Posted by Rodrigo Primo 02 Nov 2010 18:16 GMT-0000 Hi Ben, I just added support for Mediawiki XML files 0.4 on trunk. For more information I'm copying a message I send to another developer on the Tiki devel list (he was also asking about support for version 0.4). I suggest you try to import your Mediawiki file running Tiki trunk. Let me know if you need more information on how to get Tiki trunk running. Cheers, Rodrigo. Hi Jonny, I guess I'm using schemaValidate() instead of validate() because the later generates a "no DTD found" error. I haven't investigate to understand why. See r30477 it adds support for the Mediawiki XML file version 0.4. Apparently there is some validation problems in the DTD of the version 0.4. See the Mediawiki bug I have reported https://bugzilla.wikimedia.org/show_bug.cgi?id=25753 Now you should be able to import the file you were using to test http://en.wikipedia.org/wiki/Special:Export/Train I have tested and I got some weird results. A big portion of this Wikipedia article is not displayed. I have checked and apparently its content is correctly parsed by TikiImporter_Wiki_Mediawiki::convertMarkup() (see test testConvertMarkupParserWikipediaSamplePage) and correctly added to the tiki_pages table. So apparently the problem is in Tiki parser when we try to display the page. I haven't checked more than this. This problem might be related with the fact that in this article (and in most Wikipedia articles) the sintax is used a lot. Text_Wiki ignore this sintax. A solution might be to change Text_Wiki Tiki renderer to add ~np~ when rendering . I'm not planning to put more time on this in the near future but let me know if you need any help. Cheers, Rodrigo.
Posted by whit 16 Nov 2010 19:56 GMT-0000 - I just added support for Mediawiki XML files 0.4 on trunk. How generally usable is trunk just now? We've got a fair sized internal Mediawiki we'd dearly love to import to something better featured like Tiki, but it's only feasible if the conversion is automated. Obviously trunk can have no guarantees. But does it largely work, or are there so many loose ends that we'd kick ourselves if we tried to seriously use it after converting our internal docs to it?

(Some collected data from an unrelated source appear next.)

PR #4376, opened 2026-04-05
add mirror source switching functionality during slow database sync

xhdndmm:
- This fix issue: 

## PR Description:

add mirror source switching functionality during slow database sync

Posted by Rodrigo Primo 17 Nov 2010 13:07 GMT-0000 Hi, Trunk is not stable and is not recommended for a production site. I just backported the support for Mediawiki XML files version 0.4 from trunk to branch 6.x. So it should be included in version 6.1. So I suggest you wait for version 6.1 or start your site running branches/6.x which is much more stable than trunk (after 6.1 is released all the commits are reviewed before being added to branches/6.x). Note that the only thing I did was to change the importer to accept Mediawiki XML file 0.4. I haven't check what have changed from version 0.4 and version 0.3 and I did only a very basic test importing a Wikipedia article XML file version 0.4. Some changes might affect the importer. Please let me know if you find any issue. Thanks, Rodrigo.
Posted by Rodrigo Primo 17 Nov 2010 13:10 GMT-0000 Hi, I have created a Forum for the Tiki Importer (include Mediawiki and Wordpress support, though Wordpress support is still under development). I will keep this topic for documentation purposes but locked. Thanks, Rodrigo.